Festive Walnut, Caramelised Onion & Squash Galette with Walnut Pesto Dressing

A delicious savoury galette with squash and sweet caramelised onions, which pairs incredibly well with the earthy walnuts in the base and fresh pesto. Yum!
Course Appetizer, Main Course, Snack
Cuisine Plant-based
Diet Vegan, Vegetarian
Keyword Caramelised onions, Christmas, Dinner party, Galette, Pesto dressing, Valentines, Walnuts
Prep Time 30 minutes
Cook Time 40 minutes
Author Niki Webster

Ingredients

  • 650 g squash peeled and chopped into small cubes
  • 2 tbsp olive oil
  • 1 tsp sea salt

For the squash filling mix

  • 3/4 of the cooked squash
  • 1/2 tsp sea salt
  • 3 tbsp nutritional yeast
  • 1 tsp wholegrain mustard
  • A squeeze lemon

For the caramelised onions

  • 2 red onions sliced
  • 2 tbsp olive oil
  • Pinch sea salt
  • 1 tbsp balsamic vinegar

For the pesto

  • 30 g fresh basil
  • 3 tbsp extra virgin olive oil
  • Pinch sea salt
  • 1 clove garlic
  • 50 g California walnuts
  • 4 tbsp nutritional yeast
  • 50 ml water
  • Juice 1/2 lemon

For the crust

  • 2 tbsp ground flaxseed
  • 6 tbsp water
  • 50 g ground California Walnuts
  • 165 g plain flour
  • 2 tbsp oil
  • 7 tbsp plant based milk
  • Pinch sea salt

For the toppings

  • California Walnuts
  • A drizzle of olive oil

Instructions

To cook the squash

  • Add the squash, olive and salt to a baking tray and roast on 180c for 35 -40 minutes until soft.
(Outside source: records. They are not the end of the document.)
PR #635, opened 2023-11-03
Semi-solid slope fixes

SpencerEverly:
This draft pull request fixes the NPC semi-solid slope issue, making it similar to X2's fixes.

The reason why it's a draft is because I was thinking of rewriting how slopes are collided with players/NPCs, but it's uncertain on if I plan on doing this anytime soon. I'll need some help with it too, which yeah, that's how confusing it is for me.


Wohlstand:
Also, seems you need to properly bump submodules, they are conflicting right now :eyes:
At my mainstream all submodules are up to date, I made sure for that.

SpencerEverly:
> Also, seems you need to properly bump submodules, they are conflicting right now 👀 At my mainstream all submodules are up to date, I made sure for that.

Just fixed it after figuring that out. Hopefully that won't happen again...

ds-sloth:
I tested this change when you shared it in Discord, and I'm not sure that it is truly an improvement over the current behavior.

I agree with your judgement that, if we start this work, we should probably revise the entire slopes system. However, I'm not sure that this is an important change to make right now.

(As a side note, we can't even consider this until it's guarded by a compat flag.)

ds-sloth:
As mentioned in #647, we don't currently have the development resources to review outside logic contributions.

However, I think it *is* likely we will want to fix this eventually. I don't think that the solution you've proposed here is complete enough for us to use.

If you're interested in helping us learn more about semi-solid slopes and how to make them well, please continue experimenting with them. Make complete test scenarios and consider how these semi-solid slopes interact with things like:
- moving layers (including NPC-attached layers)
- walking NPCs
- projectiles at multiple angles, including thrown NPCs, fireballs, and projectile generator NPCs
- shallow slopes

Keep revising your implementation as you test this. I'd be very eager to see what you find.

ds-sloth:
Probably not in an efficient way, the slope physics are integrated in a lot of other systems so it would be best to fix them in the engine itself.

Set aside.

To cook the onions

  • Add the oil and sliced onion to a small pan and fry slowly on a low heat for 15-20 minutes until caramelised.
  • Then add the salt, balsamic and pepper. Set aside.
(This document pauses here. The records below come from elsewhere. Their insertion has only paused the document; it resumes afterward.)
Issue #638, opened 2023-11-09
Multiple save files/slots (Over 3)?


LoveBodhi:

vitzie629:
If SMBX had four save states, it would be just like Super Mario All Stars and I would find that neat!

PR #639, opened 2023-11-09
Allow more save slots

Wohlstand:
This is a small update that allows game to have 5 save slots, and makes menu to be able to have any number of save slots: just need to change the constant to set a number of save slots and rebuild the game.

#638

### DIFF
--- a/src/global_constants.h
+++ b/src/global_constants.h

To make the squash filling

  • Add all the ingredients to a food processor or high-speed blender and blitz to a smooth paste.

To make the pesto

  • Add all the ingredients to a food processor or high-speed blender and blitz to a chunky paste.

To make the tart

  • Preheat the oven to 180c.
  • Make the flax egg by mixing the ground flax and water in a bowl - set aside to thicken.
  • Blitz the walnuts in a food processor to a chunky crumb.
  • Then add all remaining ingredients and blitz thoroughly to form a dough.
  • Line a large baking tray with baking paper.
  • Form the dough into a ball and roll into a circle approx
  • Transfer to the baking tray then spread the squash mix over the top - leave a 1 /1/2 cm around the edge with no filling.
  • Now add the caramelised onions, reserved roast squash, a handful of walnuts and dollops of the pesto (approx half).
  • Fold up the outer edges of the crust towards the centre of the galette.
  • Crimp them a little to seal.
  • Brush the crust with a little olive oil and then bake for 25 minutes.
  • Remove from the oven to cool a little.
  • Thin the remaining pesto out with a little water, then drizzle over the top.